Re: Fax Number Verification for Delivery of Patient PHI (Internal ID: 34290748) The purpose of this Fax Verification Request is to help preserve the privacy and security of your patients’ Protected Health Information (“PHI”), as defined by the Health Insurance Portability and Accountability Act (“HIPAA”). LexisNexis is seeking your cooperation to verify or update your information. We validate and update the fax in our system so our clients can use them for clinical summaries, prescription renewals, and other sensitive communications. Verifying the practice address, phone number[,] and your secure fax number(s) for this location will minimize the potential privacy risks that could arise from information sent to an unsecured location. As part of our effort to assure that the [sic] transmission of PHI, it is vital to verify the information for Dr. Matthew Norman Fulton, DDS is accurate. This information will be verified once each year.

The fax provided space for recipients either to validate the contact information listed in the fax’s heading or to update their contact information along with a signature line and room for comments. The fax ended by providing a phone number and by incorporating a website of Frequently Asked Questions with the inclusion of the following Universal Resource Locator (URL): http://www.enclarity.com/providerfaqs.php. The fax did not contain an opt-out notice.
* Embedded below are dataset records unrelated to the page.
PR #1411, opened 2022-08-24
Add support for IPv6 in WAMR

loganek:
For now this implementation only covers posix platforms, as defined in MVP #1336

### DIFF
--- a/core/iwasm/libraries/lib-socket/src/wasi/wasi_socket_ext.c
+++ b/core/iwasm/libraries/lib-socket/src/wasi/wasi_socket_ext.c
@@ -59,7 +59,7 @@ sockaddr_to_wasi_addr(const struct sockaddr *sock_addr, socklen_t addrlen,
             ((struct sockaddr_in *)sock_addr)->sin_port, wasi_addr);
     }
     else if (AF_INET6 == sock_addr->sa_family) {
-        assert(sizeof(struct sockaddr_in6) <= addrlen);
+        assert(sizeof(struct sockaddr_in6) == addrlen);
         ipv6_addr_to_wasi_addr(
             (uint16_t *)((struct sockaddr_in6 *)sock_addr)->sin6_addr.s6_addr,
             ((struct sockaddr_in6 *)sock_addr)->sin6_port, wasi_addr);
--- a/core/iwasm/libraries/lib-socket/src/wasi/wasi_socket_ext.c
+++ b/core/iwasm/libraries/lib-socket/src/wasi/wasi_socket_ext.c
@@ -31,21 +31,38 @@ ipv4_addr_to_wasi_addr(uint32_t addr_num, uint16_t port, __wasi_addr_t *out)
     out->addr.ip4.addr.n3 = (addr_num & 0x000000FF);
 }
 
+static void
+ipv6_addr_to_wasi_addr(uint16_t *addr, uint16_t port, __wasi_addr_t *out)
+{
+    out->kind = IPv6;
+    out->addr.ip6.port = ntohs(port);
+    out->addr.ip6.addr.n0 = ntohs(addr[0]);
+    out->addr.ip6.addr.n1 = ntohs(addr[1]);
+    out->addr.ip6.addr.n2 = ntohs(addr[2]);
+    out->addr.ip6.addr.n3 = ntohs(addr[3]);
+    out->addr.ip6.addr.h0 = ntohs(addr[4]);
+    out->addr.ip6.addr.h1 = ntohs(addr[5]);
+    out->addr.ip6.addr.h2 = ntohs(addr[6]);
+    out->addr.ip6.addr.h3 = ntohs(addr[7]);
+}
+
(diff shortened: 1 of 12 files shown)


core/shared/platform/common/posix/posix_socket.c
```diff
@@ -9,28 +9,57 @@
...
+        v6->sin6_port = htons(port);
+        return true;
+    }
+
+    return false;
 }
 
 int
-os_socket_create(bh_socket_t *sock, int tcp_or_udp)
+os_socket_create(bh_socket_t *sock, int ip4_or_ip6, int tcp_or_udp)
```
wenyongh, line 38: The parameter definitions make a little confused, how about change to:
`bool is_ipv4, bool is_tcp`? And add comments in the API declaration.

core/shared/platform/common/posix/posix_socket.c
```diff
@@ -166,13 +201,28 @@ os_socket_shutdown(bh_socket_t socket)
 }
 
 int
-os_socket_inet_network(const char *cp, uint32 *out)
+os_socket_inet_network(uint8 ipv4_or_ipv6, const char *cp, uint8 *out)
```
wenyongh, line 204: Same as above, how about `bool is_ipv4`?
And for `uint8 *out`, there may be address unaligned issue, if the input is not 4-byte aligned, L218, `*ipv4_buffer = ntohl(*ipv4_buffer);` may cause core dump in some targets, e.g. arm?

How about define an union type, like:
```C
union {
    uint32 ipv4;
    uint16 ipv6[8];
};
```

core/iwasm/libraries/lib-socket/src/wasi/wasi_socket_ext.c
```diff
@@ -31,21 +31,38 @@ ipv4_addr_to_wasi_addr(uint32_t addr_num, uint16_t port, __wasi_addr_t *out)
...
+    out->kind = IPv6;
+    out->addr.ip6.port = ntohs(port);
+    out->addr.ip6.addr.n0 = ntohs(addr[0]);
+    out->addr.ip6.addr.n1 = ntohs(addr[1]);
+    out->addr.ip6.addr.n2 = ntohs(addr[2]);
+    out->addr.ip6.addr.n3 = ntohs(addr[3]);
+    out->addr.ip6.addr.h0 = ntohs(addr[4]);
+    out->addr.ip6.addr.h1 = ntohs(addr[5]);
+    out->addr.ip6.addr.h2 = ntohs(addr[6]);
+    out->addr.ip6.addr.h3 = ntohs(addr[7]);
```
wenyongh, line 46: Found that there are some similar conversions, including PR #1413 [wasi_socket_ext.c](https://github.com/bytecodealliance/wasm-micro-runtime/pull/1413/files#diff-798a0826792097576b78eaa27018727f43ecae36c7296bdafada5bf4c614b54e), shall we add common APIs for the conversions?

core/shared/platform/common/posix/posix_socket.c
loganek: Good point, updated.

core/iwasm/libraries/lib-socket/src/wasi/wasi_socket_ext.c
loganek: this is a copy-paste from that file. Once we merge one of the PRs, we can remove this part from the second. Just wanted to have both PRs working.

wenyongh:
LGTM

core/iwasm/libraries/lib-socket/src/wasi/wasi_socket_ext.c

Fulton attached the LexisNexis Provider FAQs (FAQs) as an exhibit to the complaint. The FAQs indicate that the “system” referred to in the fax is the Master Provider Referential Database. Defendants explain that providers’ contact information will be licensed to their “customer base,” which is comprised of “health insurance plans, preferred provider organizations, pharmacy network companies, pharmacy benefit managers, property and casualty insurance carriers, retail pharmacies, government entities, as well as life sciences companies (pharmaceutical and medical device manufacturers).” According to the FAQs, Defendants “have compiled the largest, most accurate database of medical provider business and professional demographic data in the United States.” The FAQs also indicate what will happen to providers’ verified contact information:

1 This action was filed by Fulton’s eponymous dental practice, not by Fulton as an individual. No. 17-1380 Fulton v. Enclarity, Inc. Page 4

Our customers use provider information in a variety of ways, including communicating patient prescription data, validating provider identity for claims payments, reimbursing providers for medical bills, updating provider directories, renewing prescriptions, researching health care practitioners to invite them to become part of a provider network, sending important notifications, such as product recalls, and other uses.

Validating one’s contact information, the FAQs state, will “help to drive more business to you.”

Other portions of the Defendants’ website promote the advantages of using Defendants’ “ProviderLookup” product, which is their “Web-based, real-time provider information search service” that uses the information in the Master Provider Referential Database. In other words, the contact information gathered by faxes like the one Fulton received is used to build the Master Provider Referential Database, which Defendants sell to their customer base through ProviderLookup.

Fulton filed a two-count class action complaint in October 2016. Count I asserted that the fax violated the TCPA and Count II asserted a state law conversion claim. Fulton named as Defendants Enclarity, Inc., Lexis Nexis Risk Solutions, Inc., LexisNexis Risk Solutions GA, Inc., LexisNexis Risk Solutions FL, Inc., and John Does, 1–12 (collectively referred to herein as Defendants).